I am held hostage here in my house in NY. Since working on this letter- which I planned to post online; or e mail to friends and lawyers- in Sept. 2018; requesting help. My e mails were hacked. My landline- hooked to the same modem; connecting my laptop- interfered with.
Incoming callers told me; they don’t hear my answering message. Their voices are so broken up- the phone line is unusable. I’m receiving such numerous scam- pre-recorded, harassing- calls I unplugged the phone. It doesn’t happen to every call- or every e mail- just selectively- so, I know it’s deliberate. In the year I’ve lived here; this never happened before.
My 2 i phones; were interfered with yesterday. I tried re-sending e mails from my i phones – a notification said ‘server interference’. I tried calling my cell provider- CREDO- they were unable to determine the cause. I called apple on my i phones – since the landline is monitored and unusable- but they repeatedly interfered/disconnecting me from the apple supervisor /technician that was trying to help.
The tech interference caused me to miss legal deadlines & prevented my contacting law offices re: same deadlines.
Bill Pitman is probably a millionaire. He seems to have connections; across the country. They thought nothing of ruining me financially- causing me to have a car accident; lose my car; in 2015 (they didn’t care who got hurt): To spend the last of a small inheritance from my father; of $40K; to escape their attacks. He used the weight of a right wing- old boys network; against me.
He abused his power/position as a CA bar member; interfering in my life/ medical care. Enlisted “professionals” to abuse their power /positions; to harm me. He comes from a medical family-may have used their connections against me. It was never my goal/ intention in life; to harm him; I had more creative, fun, things to do with my time; than to waste it on this. But, they’ve made my life impossible. Their cruelty: on par with Nazi war crimes.
Their goal is: as in all domestic violence – to isolate me; ruin me financially; and otherwise. They have destroyed my health. They want to silence me.
Since I was politically targeted in 2015-2016; then realizing how I was victimized at ME MED; in 2005; & VA; 2015; I started watching a lot of forensic shows- like “Forensic Files”- which I never did before.
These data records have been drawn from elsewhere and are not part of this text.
PR #1825, opened 2019-10-08
Update build numbers for 5.14

hillaryfraley:
## Description
Updates `install-sensu` page for release 5.14

### DIFF
--- a/content/sensu-go/5.14/installation/install-sensu.md
+++ b/content/sensu-go/5.14/installation/install-sensu.md
@@ -212,15 +212,15 @@ sensuctl configure -n \
 --url 'http://127.0.0.1:8080'
 {{< /highlight >}}
 
-Here the `-n` flag triggers non-interactive mode.
-Run `sensuctl config view` to see your user profile.
+Here the `-n` flag triggers non-interactive mode. Run `sensuctl config view` to see your user profile.
+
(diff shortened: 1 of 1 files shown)


content/sensu-go/5.14/installation/install-sensu.md
```diff
@@ -212,15 +212,15 @@ sensuctl configure -n \
 --url 'http://127.0.0.1:8080'
 {{< /highlight >}}
 
-Here the `-n` flag triggers non-interactive mode.
-Run `sensuctl config view` to see your user profile.
+Here the `-n` flag triggers non-interactive mode. Run `sensuctl config view` to see your user profile.
```
rgeniesse, line 215: Were these new line changes intention? If so, is this something we want to put to the rest of the install sensu pages later?

hillaryfraley: Oh -- the single hard return causes words/sentences to run together in the PDF conversion -- the return is removed and it would look like "...mode.Run..." in the PDF. I noticed it here so I removed it (but I can put it back if it's a problem).

I'm not sure if it will end up being a doc-wide backward-looking chore or just something we fix going forward.

rgeniesse: Ah, the joys. Yeah, we can decide that later. Thanks!

rgeniesse (approved):
💯

PR #1850, opened 2019-10-16
Add `list` to resource_names description

### LINKED ISSUE #1847: RBAC reference errata: resource_names
Per a customer ticket, it was noted that there is an inaccuracy in the RBAC reference for `resource_names` and the verbs that it can be used with. `list` needs to be added to this (L#553)

hillaryfraley:
## Description
Add `list` to `resource_names` description

## Motivation and Context
Closes #1847


hillaryfraley:
@asachs01 , this was the only place I saw `list` missing as a verb -- is this correct?

If it is, should this be propagated in the docs for all Sensu Go versions?

asachs01 (approved):

PR #1861, opened 2019-10-22
Replace downloads page links with links for individual platform packages

hillaryfraley:
Jef noted on Slack:
"we seems to have dropped most of our download links for Sensu Core when transitioned to the new website.  The Sensu Core docs point to a downloads page on our main site that no longer exists. The linux instructions in the Sensu Core docs still work, but the exotic platforms like AIX, Win, OSX, etc. no longer have discoverable download links.
I'm assuming this was just an oops on our part, effectively EOL Core a couple of months early.
I've put the links in discourse in the context of the discussion,  but should we drive a change into the Sensu Core docs as well and point people to the correct repository.sensuapp.org directories for each platform?"

## Description
Replaced https://sensuapp.org/download and https://sensuapp.org/downloads links with individual platform links listed at https://discourse.sensu.io/t/sensu-core-download-all-the-versions/1406/2


asachs01 (approved):
Testing links looks good to me. 👍

PR #744, opened 2021-07-27
Pin rabbitmq version

dchiquito:
RabbitMQ just released version 3.9.0, and it's not playing nice with
Celery. To get tests passing again, pin to version 3.8.

### DIFF
--- a/dandi/tests/data/dandiarchive-docker/docker-compose.yml
+++ b/dandi/tests/data/dandiarchive-docker/docker-compose.yml
@@ -110,6 +110,6 @@ services:
       retries: 5
 
   rabbitmq:
-    image: rabbitmq:management
+    image: rabbitmq:3.8-management
     ports:
       - "5672:5672"


jwodder (approved):

yarikoptic:
oh hoh! nice digging @dchiquito ! we should recommend downstream testing against dandi-cli to rabbitmq as well ;-)

yarikoptic:
@dchiquito 
Any pinning needed/done at dandi-api?
Is issue known/reported to rabbitmq?

dchiquito:
Heroku uses a managed deployment of rabbitmq, so we don't have to sweat about the deployments. If anyone reports problems with dev or test environments then we can fix it, but I haven't seen anything so I vote not doing anything there.

I couldn't find any existing issues, and I haven't had time yet to write up a proper bug report myself.

dchiquito:
Heroku uses a managed deployment of rabbitmq, so we don't have to sweat about the deployments. If anyone reports problems with dev or test environments then we can fix it, but I haven't seen anything so I vote not doing anything there.

I couldn't find any existing issues, and I haven't had time yet to write up a proper bug report myself.

yarikoptic:
> Heroku uses a managed deployment of rabbitmq, so we don't have to sweat about the deployments.

which version does it use?  wouldn't we end up in the same situation after they decide to upgrade it, and shouldn't we prevent that (now that we know that there is an issue)?

dchiquito:
The cloudamqp managed version is 3.8.8, which is way behind the final 3.8 release 3.8.18. If they decide to bump the version and it breaks, we are paying them so we can expect reasonable support.

PR #746, opened 2021-07-29
Test against rc/2.0.0 branch of pynwb

### LINKED ISSUE #745: Establish a CI run testing against rc/2.0.0 branch of pynwb
as asked for by @satra in slack, so we get no surprises whenever new release comes out (oh well, ideal use case for https://github.com/dandi/nwb-healthstatus but we haven't finished that one yet)

I think whatever fixes in the code we might need to do, should not require a dedicated branch and should be done in the `master` to accomodate old/newer version of pynwb.

jwodder:
Closes #745.

### DIFF
--- a/.github/workflows/test.yml
+++ b/.github/workflows/test.yml
@@ -37,6 +37,9 @@ jobs:
             mode: dev-deps
           - os: ubuntu-18.04
             python: 3.7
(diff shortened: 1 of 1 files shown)


yarikoptic:
I think it does the drill. Thank you @jwodder !

PR #753, opened 2021-08-20
Give API resource classes `__str__` methods

### LINKED ISSUE #751: provide user friendly __str__ for new API classes
An extract from larger #731 to break it apart.

ATM `print(dandiset)` instance results in `<dandi.dandiapi.RemoteDandiset object at 0x7fae2329e1f0>` which gives user only information that it is a remote dandiset, not clear from where and which dataset it is really.
 
May be make it into e.g. f`{id}` from metadata so would look like `DANDI:000003/draft` for one  coming from DANDI.  Re `DANDI-STAGING:` etc -- let's address at dandischema level first (https://github.com/dandi/dandischema/issues/76).

Similar things for assets etc.

jwodder:
Closes #751.

### DIFF
--- a/dandi/dandiapi.py
+++ b/dandi/dandiapi.py
@@ -293,6 +293,22 @@ class DandiAPIClient(RESTFullAPIClient):
                     lgr.debug("Stored key in keyring")
                 break
 
+    @property
+    def instance_name(self) -> str:
+        url = self.api_url.rstrip("/")
+        try:
+            return known_instances_rev[url]
+        except KeyError:
+            return url
+
+    @property
+    def upper_instance_name(self) -> str:
+        url = self.api_url.rstrip("/")
+        try:
+            return known_instances_rev[url].upper()
+        except KeyError:
+            return url
+
     def get_dandiset(
         self, dandiset_id: str, version_id: Optional[str] = None, lazy: bool = True
     ) -> "RemoteDandiset":
@@ -408,7 +424,7 @@ class RemoteDandiset:
         self._data = data
 
     def __str__(self) -> str:
-        return f"DANDI:{self.identifier}/{self.version_id}"
+        return f"{self.client.upper_instance_name}:{self.identifier}/{self.version_id}"
 
     def _get_data(self) -> Dict[str, Any]:
         if self._data is None:
@@ -892,7 +908,7 @@ class BaseRemoteAsset(APIBase):
         self._metadata = data.get("metadata", data.get("_metadata"))
 
     def __str__(self) -> str:
-        return self.identifier
+        return f"{self.client.upper_instance_name}:assets/{self.identifier}"
 
     @classmethod
     def _from_metadata(
--- a/dandi/dandiapi.py
+++ b/dandi/dandiapi.py
@@ -294,15 +294,7 @@ class DandiAPIClient(RESTFullAPIClient):
                 break
 
     @property
-    def instance_name(self) -> str:
-        url = self.api_url.rstrip("/")
-        try:
-            return known_instances_rev[url]
-        except KeyError:
-            return url
-
-    @property
-    def upper_instance_name(self) -> str:
+    def _instance_id(self) -> str:
         url = self.api_url.rstrip("/")
         try:
             return known_instances_rev[url].upper()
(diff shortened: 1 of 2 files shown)


yarikoptic:
Please add some basic tests to ensure we get what we expect and don't kaboom while simply str'ing those objects

jwodder:
@yarikoptic Done.

dandi/tests/test_dandiapi.py
```diff
@@ -59,6 +59,7 @@ def test_publish_and_manipulate(local_dandi_api, monkeypatch, tmp_path):
         },
     )
     dandiset_id = d.identifier
+    assert str(d) == f"DANDI {dandiset_id}/draft"
```
yarikoptic, line 62: hm, how do we get a space there?  I thought it would be just what we have in metadata
```
$> curl --silent https://api.dandiarchive.org/api/dandisets/000003/versions/0.210812.1448/ | jq .identifier               
"DANDI:000003"
$> curl --silent https://api.dandiarchive.org/api/dandisets/000003/versions/draft/ | jq .identifier     
"DANDI:000003"
```
where the divergence comes from?

dandi/dandiapi.py
```diff
@@ -404,6 +407,9 @@ def __init__(
             self._version = version
         self._data = data
 
+    def __str__(self) -> str:
+        return f"DANDI {self.identifier}/{self.version_id}"
```
yarikoptic, line 411:
```suggestion
        return f"DANDI:{self.identifier}/{self.version_id}"
```
to mimic
```
$> curl --silent https://api.dandiarchive.org/api/dandisets/000003/versions/draft/ | jq .identifier     
"DANDI:000003"
```
but if we are to mint it ourselves (I guess to avoid fetching metadata which should have that `identifier`) -- do we have access to the instance name? then do not hardcode `DANDI` but use `instance_name.upper()`

dandi/dandiapi.py
```diff
@@ -885,6 +891,9 @@ def __init__(self, **data: Any) -> None:
         # underscores, so we have to do it ourselves.
         self._metadata = data.get("metadata", data.get("_metadata"))
 
+    def __str__(self) -> str:
+        return self.identifier
```
yarikoptic, line 895: if we have access to instance name via `.client`, please make it `{instance_name.upper()}:assets/{self.identifier}`

jwodder: @yarikoptic The client only stores the API URL.  While `known_instances_rev` can be used to look up a corresponding instance name, the URL could be anything, not just a known URL.

yarikoptic: If unknown url, just use entire url for now and the name. At least this way we/user would know exactly about what that thing is from

yarikoptic: For all pragmatic use cases I expect us to get a nice and meaningful name

dandi/dandiapi.py

dandi/dandiapi.py
```diff
@@ -293,6 +293,22 @@ def dandi_authenticate(self):
...
+        except KeyError:
+            return url
+
+    @property
+    def upper_instance_name(self) -> str:
+        url = self.api_url.rstrip("/")
+        try:
+            return known_instances_rev[url].upper()
+        except KeyError:
+            return url
```
yarikoptic, line 310:
```suggestion
    @property
    def _instance_id(self) -> str:
        url = self.api_url.rstrip("/")
        try:
            return known_instances_rev[url].upper()
        except KeyError:
            return url
```
and use that protected `_instance_id`  . Rationale:

- we use `instance_name`. Here it might also be a url, so a different beast, let's not occlude
- do not see a need for it to be "public" for now, since we might want to change what it is later on etc

yarikoptic:
looks good

failing test
```
dandi/dandiarchive.py:532: in follow_redirect
    raise FailedToConnectError(
E   dandi.exceptions.FailedToConnectError: Response for getting https://bit.ly/dandi12 to redirect returned 400. Please verify that it is a URL related to dandiarchive and supported by dandi client
```
is unrelated ... we are retrying on 404 (only) there ... I wonder if we should retry on 400 ?

PR #754, opened 2021-08-20
Remove test against rc/2.0.0 branch of pynwb

jwodder:
pynwb 2.0.0 was released on the 13th, and the rc/2.0.0 branch is no more.


yarikoptic:
Thank you!

PR #756, opened 2021-08-25
Add module docstring to dandiapi.py

### LINKED ISSUE #755: provide main modules docstring describing their purpose, giving some example
Part of #731

example could be a "poor man search + get" along the lines of
- go through all dandisets
- list assets which have `two-photon` in their `metadata.measurementTechnique[].name`
- download those assets (under the path `{dandiset}/{path_within_dandiset}`

jwodder:
Closes #755.

### DIFF
--- a/dandi/dandiapi.py
+++ b/dandi/dandiapi.py
@@ -10,12 +10,9 @@ Example code for downloading all assets from all published Dandisets that have
 
     with DandiAPIClient.for_dandi_instance("dandi") as client:
         for dandiset in client.get_dandisets():
-            published_versions = [
-                v for v in dandiset.get_versions() if v.identifier != "draft"
-            ]
-            if not published_versions:
+            latest_version = dandiset.most_recent_published_version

As a younger person; I’d found crime shows too depressing.
On one episode of “Forensic Files” in 2017; they said: ‘ Since DNA evidence has come so far-becoming so successful; apprehending perpetrators; pretty soon criminals, will figure out ways to commit crimes; without leaving DNA evidence behind.’ Well, they already have figured it out: They are now using implanted technology to commit sexual assault; and other criminal privacy violations. People who currently try to report these crimes are called “crazy”.
It’s not even far-fetched: There are constant ads on TV about medical implant malpractice. Cameras; radio transmitters; come small as capsules; one can swallow; Police; lawyers; doctors; look the other way: They know it’s happening. They are afraid to threaten big wheel reputations: These crimes are committed; sanctioned; ignored; covered up; by “professionals”.